The third play in Oran Mor's Autumn/Winter Season is a breath of fresh air, a nuanced and enjoyable picture of a thoroughly likeable character.
An engaging and successful character study – an hour long peek into Miss Shamrock's glamorous world.
Miss Shamrock is an air hostess, and she couldn't be more thrilled about it. Over the course of her monologue, she lets us in on all the excitements and tricks of her trade, as well as her own personal history, from growing up in a tiny Irish village to living the glamorous life she always dreamed of.
At the heart of this play is a highly engaging performance from Pauline Knowles as the eponymous Miss Shamrock. She is every bit the hostess, regaling the audience with witty anecdotes while filling the table with delicious looking treats. The play requires a wide range of talents in the different stories that are told, and Knowles delivers on all of them.
The script gives her plenty to work with. Writer Martin Travers clearly enjoys playing with language, and he is keen for us to share his pleasure, so the script moves frequently and swiftly from uses of rich Irish dialect to moments of lyrical beauty. The strongest points, however, are the naturalistic stories that make up most of the play. These are entirely believable and very captivating.
The set deserves a special mention. Everything about the simple design supports a particular interpretation of the character –one of taste and unostentatious elegance. Her playfulness is there too in the lighthearted tablecloth and funny little flags for the cakes. The intelligent choices here are a very important aspect of how immersive this production is.

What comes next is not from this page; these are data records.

PR #473, opened 2017-05-14
Implement block breaking animation

satoshinm:
- [x] Add block break animation message and codec
- [x] Broadcast message to nearby clients
- [x] Calculate block break stage when breaking
- [x] Clear block break animation when stopped
- ~~factoring in tool effectiveness vs hardness~~ - out of scope of this pull request
- ~~BlockCrackEvent API event? (fire in between BlockDamageEvent and BlockBreakEvent)~~ - maybe later

### DIFF
--- a/src/main/java/net/glowstone/entity/GlowPlayer.java
+++ b/src/main/java/net/glowstone/entity/GlowPlayer.java
@@ -2080,18 +2080,6 @@ public class GlowPlayer extends GlowHumanEntity implements Player {
         }
     }
 
-    public void sendBlockBreakAnimation(Player player, Location loc, int destroyStage) {
-        sendBlockBreakAnimation(new BlockBreakAnimationMessage(player.getEntityId(), loc.getBlockX(), loc.getBlockY(), loc.getBlockZ(), destroyStage));
-    }
-
-    public void sendBlockBreakAnimation(BlockBreakAnimationMessage message) {
-        // only send message if the chunk is within visible range
-        Key key = new Key(message.getX() >> 4, message.getZ() >> 4);
-        if (canSeeChunk(key)) {
-            afterBlockChanges.add(message);
-        }
-    }
-
     @Override
     public boolean sendChunkChange(Location loc, int sx, int sy, int sz, byte[] data) {
         throw new UnsupportedOperationException("Not supported yet.");
@@ -2844,6 +2832,19 @@ public class GlowPlayer extends GlowHumanEntity implements Player {
 
     public GlowBlock getDigging() {
         return digging;
+    }
+
+
+    public void sendBlockBreakAnimation(Player player, Location loc, int destroyStage) {
+        sendBlockBreakAnimation(new BlockBreakAnimationMessage(player.getEntityId(), loc.getBlockX(), loc.getBlockY(), loc.getBlockZ(), destroyStage));
+    }
+
+    public void sendBlockBreakAnimation(BlockBreakAnimationMessage message) {
+        // only send message if the chunk is within visible range
+        Key key = new Key(message.getX() >> 4, message.getZ() >> 4);
+        if (canSeeChunk(key)) {
+            afterBlockChanges.add(message);
+        }
     }
 
     private void broadcastBlockBreakAnimation(GlowBlock block, int destroyStage) {
--- a/src/main/java/net/glowstone/entity/GlowPlayer.java
+++ b/src/main/java/net/glowstone/entity/GlowPlayer.java
@@ -2873,8 +2873,12 @@ public class GlowPlayer extends GlowHumanEntity implements Player {
     }
 
     private void pulseDigging() {
-        // TODO: take into account the tool used to mine (ineffective=5x, effective=1.5x, material multiplier, etc.)
         float hardness = digging.getMaterialValues().getHardness() * 1000;
+
+        // TODO: take into account the tool used to mine (ineffective=5x, effective=1.5x, material multiplier, etc.)
+        // for now, assuming hands are used and the block is not dropped
+        hardness *= 5;
+
         long duration = System.currentTimeMillis() - diggingStarted;
         double completion = (double) duration / hardness;
         int stage = (int) (completion * 10);
--- a/src/main/java/net/glowstone/entity/GlowPlayer.java
+++ b/src/main/java/net/glowstone/entity/GlowPlayer.java
@@ -2852,7 +2852,9 @@ public class GlowPlayer extends GlowHumanEntity implements Player {
         GlowChunk.Key key = new GlowChunk.Key(block.getChunk().getX(), block.getChunk().getZ());
         // TODO: should canSeeChunk filtering take place here, in GlowPlayer, or both?
         block.getWorld().getRawPlayers().stream().filter(player1 -> player1.canSeeChunk(key)).forEach(player2 -> {
-            player2.sendBlockBreakAnimation(player2, block.getLocation(), destroyStage);
+            if (player2 != this) {
+                player2.sendBlockBreakAnimation(player2, block.getLocation(), destroyStage);
+            }
         });
     }
 
--- a/src/main/java/net/glowstone/entity/GlowPlayer.java
+++ b/src/main/java/net/glowstone/entity/GlowPlayer.java
@@ -2838,8 +2838,22 @@ public class GlowPlayer extends GlowHumanEntity implements Player {
         return digging;
     }
 
+    private void broadcastBlockBreakAnimation(GlowBlock block, int destroyStage) {
+        if (block == null) return;
+
+        GlowChunk.Key key = new GlowChunk.Key(block.getChunk().getX(), block.getChunk().getZ());
+        // TODO: should canSeeChunk filtering take place here, in GlowPlayer, or both?
+        block.getWorld().getRawPlayers().stream().filter(player1 -> player1.canSeeChunk(key)).forEach(player2 -> {
+            player2.sendBlockBreakAnimation(player2, block.getLocation(), destroyStage);
+        });
+    }
+
     public void setDigging(GlowBlock block) {
         digging = block;
+
+        // show other clients the block is beginning to crack
+        // TODO: show incremental stages
+        broadcastBlockBreakAnimation(block, 0);
     }
 
     @Override
--- a/src/main/java/net/glowstone/entity/GlowPlayer.java
+++ b/src/main/java/net/glowstone/entity/GlowPlayer.java
@@ -284,9 +284,9 @@ public class GlowPlayer extends GlowHumanEntity implements Player {
      */
     private GlowBlock digging;
     /**
-     * The time the player started digging.
+     * The number of ticks elapsed since the player started digging.
      */
-    private long diggingStarted = -1;
+    private long diggingTicks = 0;
 
     public Location teleportedTo = null;
     /**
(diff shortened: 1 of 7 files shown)


satoshinm:
Added the 0x08 codec, but that's the easy part, I'll have to dig into the code further to see how to send this message to nearby clients appropriately (or if anyone wants to lend me some pointers how this would be done?). Note this message allows clients to see the block break stages when other players are digging blocks.

aramperes:
You can use something like [this](https://github.com/GlowstoneMC/Glowstone/blob/master/src/main/java/net/glowstone/block/entity/BlockEntity.java#L43) to update in range.

src/main/java/net/glowstone/net/message/play/game/BlockBreakAnimationMessage.java
```diff
@@ -0,0 +1,10 @@
+package net.glowstone.net.message.play.game;
+
+import com.flowpowered.network.Message;
+import lombok.Data;
+
+@Data
+public class BlockBreakAnimationMessage implements Message {
+
+    private final int entityID, x, y, z, destroyStage;
```
aramperes: For the sake of continuity with other entity Message classes, change `entityID` to `id`.

src/main/java/net/glowstone/net/codec/play/game/BlockBreakAnimationCodec.java
```diff
@@ -0,0 +1,29 @@
...
+
+    @Override
+    public ByteBuf encode(ByteBuf buf, BlockBreakAnimationMessage message) throws IOException {
+        ByteBufUtils.writeVarInt(buf, message.getEntityID());
+        GlowBufUtils.writeBlockPosition(buf, message.getX(), message.getY(), message.getZ());
+        buf.writeByte(message.getDestroyStage());
+        return buf;
+    }
+}
+
```
aramperes: Extra whitespace.

aramperes (changes requested):

src/main/java/net/glowstone/net/codec/play/game/BlockBreakAnimationCodec.java
mastercoms: Is that not a newline at the end of file?

src/main/java/net/glowstone/net/message/play/game/BlockBreakAnimationMessage.java
```diff
@@ -0,0 +1,10 @@
...
+}
```
mastercoms: Add a newline here please.

mastercoms (changes requested):

src/main/java/net/glowstone/net/codec/play/game/BlockBreakAnimationCodec.java
satoshinm: It's an extra newline, I'll remove it *update: removed*

mastercoms:
Ah, I thought GitHub was supposed to show newlines.

satoshinm:
Added an initial block break animation

satoshinm:
screen shot 2017-05-15 at 9 44 07 pm

Added an initial block break animation broadcast, other clients can now see the initial block break stage. However, the digging handler isn't continuously called, only when digging starts/stops. I think to implement this properly, the server would need to know each blocks' hardness to calculate the stages, then increment accordingly. Looking at another open source server (Cuberite) it seems they haven't implemented this part yet either: https://github.com/cuberite/cuberite/blob/01d9beee9ee60aa1ead52f7796c762a8372b9ca4/src/ClientHandle.cpp#L1223-L1231 "TODO: Send animation packets even without receiving any other packets" edit: actually, they update the stage in a "client tick" method: https://github.com/cuberite/cuberite/blob/01d9beee9ee60aa1ead52f7796c762a8372b9ca4/src/ClientHandle.cpp#L2134-L2147 - does Glowstone have something equivalent to this?

mastercoms:
Yeah but I don't think it is good to have it in a client tick. Digging is caused by the packet, and so any tasks should off shoot from there. 

About hardness, that info is stored in the material values collection.

satoshinm:
> Yeah but I don't think it is good to have it in a client tick. Digging is caused by the packet, and so any tasks should off shoot from there.

Start an asynchronous task if `message.getState() == DiggingMessage.START_DIGGING`, sending increasingly block break destroy stage packets at an interval, then cancel the task when the block breaks or digging stops (`message.getState() == DiggingMessage.FINISH_DIGGING`)?

[materialValues.yml](https://github.com/GlowstoneMC/Glowstone/blob/77e30f78e4e323ae61a999c7dad3075731985f77/src/main/resources/builtin/materialValues.yml) has a `hardness` field but only values used are: 1 (default), -1 (bedrock), 0 (soft blocks, plants etc.), and 50 (bedrock).

Hardness values to populate the yaml can be found at: http://minecraft.gamepedia.com/Breaking#Blocks_by_hardness

mastercoms:
This PR would probably depend on [#379](https://github.com/GlowstoneMC/Glowstone/pull/379/files#diff-9f83ce130d9b3bff618cb81945f17116R14), then.

About the async task, I think it could work like that.

satoshinm:
Hm, didn't see https://github.com/GlowstoneMC/Glowstone/pull/379/files#diff-9f83ce130d9b3bff618cb81945f17116R14 .. are the hardnesses moving to BuiltinMaterialValueManager.java out of materialValues.yml? Went ahead and added to .yml before I saw this, http://minecraft.gamepedia.com/Breaking#Blocks_by_hardness has all the hardness values for reference except skulls but http://minecraft.gamepedia.com/Mob_head says skull hardness = 1.

mastercoms:
Yeah they're being moved to the class so it can better support custom materials and programmable modifications of vanilla materials.

However, your latest commit should be fine. It removes the need to wait for #379 to be merged first.

src/main/java/net/glowstone/net/message/play/game/BlockBreakAnimationMessage.java
satoshinm: Added newline after the variable declarations

src/main/java/net/glowstone/net/message/play/game/BlockBreakAnimationMessage.java
satoshinm: Changed to id

satoshinm:
Addressed the requested changes but they still show as changes requested, how can I mark them addressed?

Implemented the block break animation stages, used player pulse() seemed to make the most sense there. Added cancel digging support. This is functional now however, I'm finding the hardness differs from what the player sees:

screen shot 2017-05-21 at 8 06 07 pm

left = the player digging, right = the block break animation from another client (too fast).

It isn't taking into account the tool/effectiveness versus hardness. From http://minecraft.gamepedia.com/Breaking#Blocks_by_hardness - stone "hardness" is 1.5 seconds, but when mined with a bare hand it is 7.5 seconds. The equation is described in http://minecraft.gamepedia.com/Breaking#Speed:

> The base time in seconds is the block's hardness multiplied by 1.5 if the player can harvest the block with the current tool, or multiplied by 5 if the player cannot.

mastercoms:
The reviewer has to approve changes. Nothing you need to do.

Due to the complexity of this issue, I believe it is best to leave it for another PR. Initial block break animation support is sufficient, in my opinion.

mastercoms (approved):

satoshinm:
Agreed, sounds good. I changed it for now to use the correct hardness for if the block is mined with bare hands and is not dropped, for example, hands on stone -- the animations now match. The consequences of incorrect block break animation are purely cosmetic, tool effectiveness can be factored in later, I think this is good enough for now.

src/main/java/net/glowstone/entity/GlowPlayer.java
```diff
@@ -2826,10 +2846,47 @@ public GlowBlock getDigging() {
...
     }
 
+    private void pulseDigging() {
+        float hardness = digging.getMaterialValues().getHardness() * 1000;
+
+        // TODO: take into account the tool used to mine (ineffective=5x, effective=1.5x, material multiplier, etc.)
+        // for now, assuming hands are used and the block is not dropped
+        hardness *= 5;
+
+        long duration = System.currentTimeMillis() - diggingStarted;
```
aramperes: Wouldn't it be better to base this off world thread ticking, instead of system time in milliseconds?

satoshinm: Good point, will fix *update*: changed to count ticks

aramperes (approved):

src/main/java/net/glowstone/entity/GlowPlayer.java
```diff
@@ -2826,10 +2846,47 @@ public GlowBlock getDigging() {
         return digging;
     }
 
+    private void broadcastBlockBreakAnimation(GlowBlock block, int destroyStage) {
+        if (block == null) return;
```
mastercoms: Wouldn't this work better as a precondition?

src/main/java/net/glowstone/entity/GlowPlayer.java
```diff
@@ -2826,10 +2846,47 @@ public GlowBlock getDigging() {
...
+
+        GlowChunk.Key key = new GlowChunk.Key(block.getChunk().getX(), block.getChunk().getZ());
+        // TODO: should canSeeChunk filtering take place here, in GlowPlayer, or both?
+        block.getWorld().getRawPlayers().stream().filter(player1 -> player1.canSeeChunk(key)).forEach(player2 -> {
```
mastercoms: Could you explain to me what this code is doing?

mastercoms (changes requested):

src/main/java/net/glowstone/entity/GlowPlayer.java
satoshinm: Agreed, changed to move the check outside the function - it should only be called with non-null block now

src/main/java/net/glowstone/entity/GlowPlayer.java
satoshinm: It is getting the chunk of the block and filtering the list of players to those who can see the chunk, so it only sends the block breaking animation to the right players. I wasn't familiar with the Streams API and Java lambdas but it seems to be a common pattern in Glowstone:

```
src/main/java/net/glowstone/block/entity/BlockEntity.java
45:        block.getWorld().getRawPlayers().stream().filter(player -> player.canSeeChunk(key)).forEach(this::update);

src/main/java/net/glowstone/block/state/GlowNoteBlock.java
189:        getWorld().getRawPlayers().stream().filter(player -> player.canSeeChunk(key)).forEach(player -> player.playNote(location, instrument, note));

src/main/java/net/glowstone/entity/GlowEntity.java
1024:        world.getRawPlayers().stream().filter(player -> player.canSeeEntity(this)).forEach(player -> player.getSession().send(message));

src/main/java/net/glowstone/entity/objects/GlowItem.java
71:            world.getRawPlayers().stream().filter(other -> other.canSeeEntity(this)).forEach(other -> other.getSession().send(message));
```

but the players are filtered twice for chunk visibility, both here and in sendBlockBreakAnimation:

```java
    public void sendBlockBreakAnimation(BlockBreakAnimationMessage message) {
        // only send message if the chunk is within visible range
        Key key = new Key(message.getX() >> 4, message.getZ() >> 4);
        if (canSeeChunk(key)) {
            afterBlockChanges.add(message);
        }
    }
```

leaning towards removing this second check and only performing the filtering in broadcastBlockBreakAnimation **update**: changed to filter only once

mastercoms: Ok. Why did you name your variables player1 and player2? Can't they both be player?

Also you have an if statement within the for-each lambda that could be part of the filter predicate.

mastercoms (changes requested):

mastercoms:
@satoshinm GitHub is wrongly hiding my comment here: https://github.com/GlowstoneMC/Glowstone/pull/473#discussion_r117816322

I'm not sure if you saw it because of this.

satoshinm:
@mastercoms thanks didn't see it, will fix *update*: made the changes

src/main/java/net/glowstone/entity/GlowPlayer.java
satoshinm: Made both changes, also removed unnecessary Player parameter

mastercoms (approved):

mastercoms:
Alright, looks good. Thank you for your contribution to Glowstone.

mastercoms:
By the way, did you see our invite at https://github.com/GlowstoneMC?

(As per our contribution policy: https://github.com/GlowstoneMC/Glowstone/blob/master/.github/CONTRIBUTING.md)

Issue #478, opened 2017-05-25
Jack-o'-lanterns always place facing north


satoshinm:
When a jack-o'-lantern block is placed, the face always faces north (as if the player is looking north, the face towards the opposite, southern direction). Pumpkins do not have this problem, and correctly place facing the direction the player is facing.

Glowstone 496

PR #479, opened 2017-05-25
Fix jack-o'-lantern orientation on placement. Closes GH-478

satoshinm:
Move the Pumpkin interface facing logic up to a BlockPumpkinBase class
shared by both BlockPumpkin and BlockJackOLantern. Placed
jack-o'-lanterns now face the player, just as pumpkins face the player.


src/main/java/net/glowstone/block/ItemTable.java
```diff
@@ -205,7 +205,7 @@ private void registerBuiltins() {
         reg(Material.TNT, new BlockTNT());
         reg(Material.DOUBLE_PLANT, new BlockDoublePlant());
         reg(Material.PUMPKIN, new BlockPumpkin());
-        reg(Material.JACK_O_LANTERN, new BlockDirectDrops(Material.JACK_O_LANTERN));
+        reg(Material.JACK_O_LANTERN, new BlockJackOLantern());
```
mastercoms: Why create a new class instead of just using the constructor for BlockPumpkinBase?

mastercoms (changes requested):

src/main/java/net/glowstone/block/blocktype/BlockPumpkinBase.java
```diff
@@ -0,0 +1,30 @@
...
+import net.glowstone.entity.GlowPlayer;
+import net.glowstone.inventory.ToolType;
+import org.bukkit.Material;
+import org.bukkit.block.BlockFace;
+import org.bukkit.inventory.ItemStack;
+import org.bukkit.material.MaterialData;
+import org.bukkit.material.Pumpkin;
+import org.bukkit.util.Vector;
+
+public abstract class BlockPumpkinBase extends BlockDirectDrops {
```
mastercoms: I don't think this class needs to be abstract.

mastercoms (changes requested):

src/main/java/net/glowstone/block/ItemTable.java
satoshinm: I guess I could change it to `new BlockPumpkinBase(Material.JACK_O_LANTERN)`

src/main/java/net/glowstone/block/blocktype/BlockPumpkinBase.java
satoshinm: Removed abstract (was needed in an earlier iteration when I was changing the constructors but no longer necessary)

mastercoms (approved):

mastercoms:
Looks good. Thanks for your contribution to Glowstone!

I'm a bit conflicted about merging this right now, since for thematic reasons it would be best to wait until Halloween.

PR #480, opened 2017-05-27
Use IdleStateHandler for both ReadTimeoutHandler and WriteTimeoutHandler

louxiu:
`IdleStateHandler` has the function of `ReadTimeoutHandler`. So no extra `ReadTimeoutHandler` is needed


mastercoms (changes requested):
Thank you for your contribution to Glowstone! This PR looks good to me, but I think while we're modifying this, we can also move the idle state handler up to be the first one added to the pipeline.

louxiu:
@mastercoms That make sense. Updated

mastercoms (approved):

mastercoms:
Alright, thank you for your contribution to Glowstone.

PR #509, opened 2017-06-27
Make explosions visible

### LINKED ISSUE #508: ExplosionMessage is only sent to players that get damaged
Hi,

Did some more testing. The explosion particles are not visible when you are not in the range of the explosion.
How to reproduce:
1) Place a tnt block
2) ignite it
3) Go a few block (20 or so) away

In vanilla, the explosion is visible from far away.

In glowstone, the explosion is not visible.
However, when you get damaged by the explosion, you will see the particles.

Version:
`
This server is running Glowstone version 2017.6.1-SNAPSHOT.0826543-MC1.12 (Implementing API version 1.12-R0.1-SNAPSHOT)
`

best regards
Postremus

Postremus:
After some testing in vanilla, I figured out that explosions are visible in a range of 64 blocks.  

Also, separate damage and visibility calculations.
closes #508

### DIFF
--- a/src/main/java/net/glowstone/Explosion.java
+++ b/src/main/java/net/glowstone/Explosion.java
@@ -259,10 +259,8 @@ public final class Explosion {
             }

One possible misstep is the conceit that this monologue is taking place while Miss Shamrock talks to her niece, who has come for lunch. Since this is a well delivered monologue, however, Knowles addresses herself to the whole audience, frequently moving around and gently engaging the whole room. Unfortunately, this gives the impression that her niece is moving around the room at impossible speed; particularly unfortunate since the monologue is certainly strong enough to stand on its own, without inventing an in-universe audience for it.
Ultimately, however, this is an engaging and successful character study – an hour long peek into Miss Shamrock's glamorous world.